In PR #574 I noted: "This is only a first, incremental step to fully supporting a flexible Sonar/Beam_groupX multi-beam-group approach. Some pre-existing hard wiring of beam group names should ultimately be generalized." Much of this hard-wiring involves the existing assumption that there can only be two Beam groups, where one of them, ed.beam, is the general-purpose singular group and the other, ed.beam_power, only applies to EK80 (as a second group) and has a specific meaning (for backscatter data, beam-power only).

I don't know if in practice there'll ever be a case with 3 beam groups, but we should build a flexible, generic mechanism that doesn't hard-wire the total number of possible groups and doesn't generically constrain the scope of each group. I think we should have a mechanism where the number of beam groups and scope of each group (basically, a description string) is specified and stored in sensor-specific code. It could probably be encoded in the set_groups_<sensor>.py modules and stored or readily available in the EchoData object.

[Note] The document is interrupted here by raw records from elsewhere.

PR #364, opened 2018-07-16
Set X-eLife-Google-Scholar-Metadata header for Journal

thewilkybarkid:
To match https://github.com/elifesciences/journal/pull/1030.

### DIFF
--- a/projects/elife.yaml
+++ b/projects/elife.yaml
@@ -496,6 +496,8 @@ journal:
                     - "original-host"
                     - "ping-status"
                     - "strip-non-journal-cookies"
+                    - "journal-google-scholar"
+                    - "journal-google-scholar-vary"
                 gcslogging:
                     bucket: "{instance}-elife-fastly"
                     path: "journal--{instance}/"
@@ -624,6 +626,8 @@ journal:
                     - "original-host"
                     - "ping-status"
                     - "strip-non-journal-cookies"
+                    - "journal-google-scholar"
+                    - "journal-google-scholar-vary"
                 gcslogging:
                     bucket: "{instance}-elife-fastly"
                     path: "journal--{instance}/"
--- a/projects/elife.yaml
+++ b/projects/elife.yaml
@@ -551,6 +551,8 @@ journal:
                     - "original-host"
                     - "ping-status"
                     - "strip-non-journal-cookies"
+                    - "journal-google-scholar"
+                    - "journal-google-scholar-vary"
                 gcslogging:
                     bucket: "{instance}-elife-fastly"
                     path: "journal--{instance}/"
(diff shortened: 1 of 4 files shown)


giorgiosironi:
Rolls back the outstanding https://github.com/elifesciences/builder/pull/361 but that's an experiment so it has lower priority.

projects/elife.yaml
```diff
@@ -551,6 +551,8 @@ journal:
                     - "original-host"
                     - "ping-status"
                     - "strip-non-journal-cookies"
+                    - "journal-google-scholar"
+                    - "journal-google-scholar-vary"
```
giorgiosironi: the naming correctly reflects the specificity of the snipper for the `journal` project

src/buildercore/fastly/vcl/journal-google-scholar.vcl
```diff
@@ -0,0 +1,5 @@
+if (req.http.User-Agent ~ "Googlebot/") {
+    set req.http.X-eLife-Google-Scholar-Metadata = "1";
```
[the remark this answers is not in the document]
giorgiosironi: Good solution to leave the logic in a testable place

src/buildercore/fastly/vcl/journal-google-scholar-vary.vcl
```diff
@@ -0,0 +1,6 @@
+if (!req.http.Fastly-FF && !req.http.Fastly-Debug) {
+    set resp.http.Vary = regsub(resp.http.Vary, "X-eLife-Google-Scholar-Metadata, ", "");
+    if (resp.http.Vary ~ "^\s*$") {
+        unset resp.http.Vary;
+    }
+}
```
giorgiosironi: not sure what does this do, shouldn't be `Vary` be purely managed by the origin?

thewilkybarkid: Stops it being sent to the client.

giorgiosironi: Because it's related to an header that the client didn't send, that makes sense. This is still end-to-end testable by setting `User-Agent` manually and going through the CDN.

thewilkybarkid:
Now deployed on `continuumtest`.

src/buildercore/fastly/vcl/journal-google-scholar.vcl
```diff
@@ -0,0 +1,5 @@
...
+} else {
+    unset req.http.X-eLife-Google-Scholar-Metadata;
```
giorgiosironi: what's the reason for explicitly unset rather than not taking an action? Preventing the header setting from the outside? (but it would be security through obscurity as the user agent can be set)

thewilkybarkid: Yep. Limits it to the only triggering mechanism. (That header being an internal detail.)

It we really cared we could limit it to Google's IP range, but I wasn't going to bother so its easily testable. (And isn't a problem if someone else triggers it, just reduces the caching rate.)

An immediate challenge will be that this hard-wiring currently starts in the explicit listing of groups in 1.0.yml and its usage in EchoData.__setup_groups(). We'll need to refactor this pattern so that the number of groups is not universally fixed in a single place.

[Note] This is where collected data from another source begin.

PR #366, opened 2018-07-19
Remove (most of) Journal's CloudFronts

thewilkybarkid:
Main problem is end2end is still using CloudFront rather than Fastly (https://github.com/elifesciences/elife-spectrum/pull/120).

### DIFF
--- a/projects/elife.yaml
+++ b/projects/elife.yaml
@@ -452,37 +452,9 @@ journal:
                 protocol:
                     - https
                     - http
-            cloudfront:
-                subdomains:
-                    - "{instance}--cdn-journal"
-                headers:
-                    - X-Requested-With
-                    - Host
-                cookies:
-                    - journal
-                errors: 
-                    # TODO: this is not being deployed to, it's empty
-                    domain: end2end-elife-error-pages.s3-website-us-east-1.amazonaws.com
-                    pattern: "???.html"
-                    codes:
-                        # ELB with no active instances
-                        503: "/5xx.html"
-                    protocol: http
-                origins:
-                    CloudFrontCDNOrigin:
-                        hostname: end2end--journal.elifesciences.org
-                    LogInOrigin:
-                        hostname: end2end--journal.elifesciences.org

leewujung commented 2 years ago

@emiliom : I don't fully understand some of your comments above, but on this part:

if in practice there'll ever be a case with 3 beam groups

I think it depends on what Simrad allows or not in the future. This came up in our conversation with @gavinmacaulay also, about whether changing the type of the samples being collected forced the system to stop the current file and start a new one.

We know based on the test files we have that it is possible to have 1 .raw file containing both the CW-power/angle data and BB-complex data. These go into the ed.beam_power and ed.beam currently, which is the hard-wiring we want to change. If we go to using the ed["Sonar/Beam_groupX"] pattern and deprecate the current ed.sonar access pattern then the number won't be limited.

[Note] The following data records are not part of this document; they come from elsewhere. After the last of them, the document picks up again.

PR #368, opened 2018-07-23
Digests project, stateless

giorgiosironi:
A microservice ingesting and exposing digests data through a REST API. Backed by Postgres and emitting events about updates on the bus.

/cc @lsh-0


giorgiosironi:
Updated the various `bus` instances.
Updated `master-server` so that it picks up the new formula.
Created `digests--end2end`, `digests--continuumtest`, `digests--prod`.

About the access pattern: my understanding from our last group discussion was that we would use open_datatree to open the file, which then allows using something like ed["Sonar"] (with or without .ds) to access data. Though looking at this again now I don't remember what we said about how to handle this coexisting with ed.sonar? @lsetiawan @b-reyes @imranmaj help!

imranmaj commented 2 years ago

We can change ed.sonar to call ed["Sonar"] under the hood before we deprecate it

leewujung commented 2 years ago

@imranmaj : so this would be a breaking change then?

Hmm, some memory is coming back to me now. Is this correct that we decided to take this in 2 steps?

  1. keep the current ed.sonar, ed.beam access pattern but under the hood generate files and use the correct hierarchy Sonar/Beam_groupX
  2. deprecate and switch to use ed["Sonar"], ed["Sonar/Beam_groupX"] everywhere
emiliom commented 2 years ago

Thanks @leewujung and @imranmaj! Sorry if my comments weren't very clear. I should clarify that those comments are not focused on the ed.<group> vs ed["<group>"] mappings. For that, I think the discussion should take place in #567. My comments, and PR #574, are focused on what @leewujung described as step 1 in her comment above (a minute ago). Of course, these things are all interrelated.

So, for my focus, the hard-wired beam group limit I'm referring to (and that I've partially addressed in #574) concerns especially this:

An immediate challenge will be that this hard-wiring currently starts in the explicit listing of groups in 1.0.yml and its usage in EchoData.__setup_groups(). We'll need to refactor this pattern so that the number of groups is not universally fixed in a single place.

It's all about how the xarray Sonar/Beam_GroupX datasets are created (and also the new variables in the Sonar group that describe the Beam_GroupX groups); also, later on, how the Sonar/Beam_GroupX group description text in the EchoData repr is assigned.

leewujung commented 2 years ago

Thanks for the clarification @emiliom ! Sorry I was confused! I will now work on your #574 .

emiliom commented 2 years ago

I think we'll be able to close this after PR #611 is merged

emiliom commented 2 years ago

611 has been merged, so we can close this issue. Woo-hoo!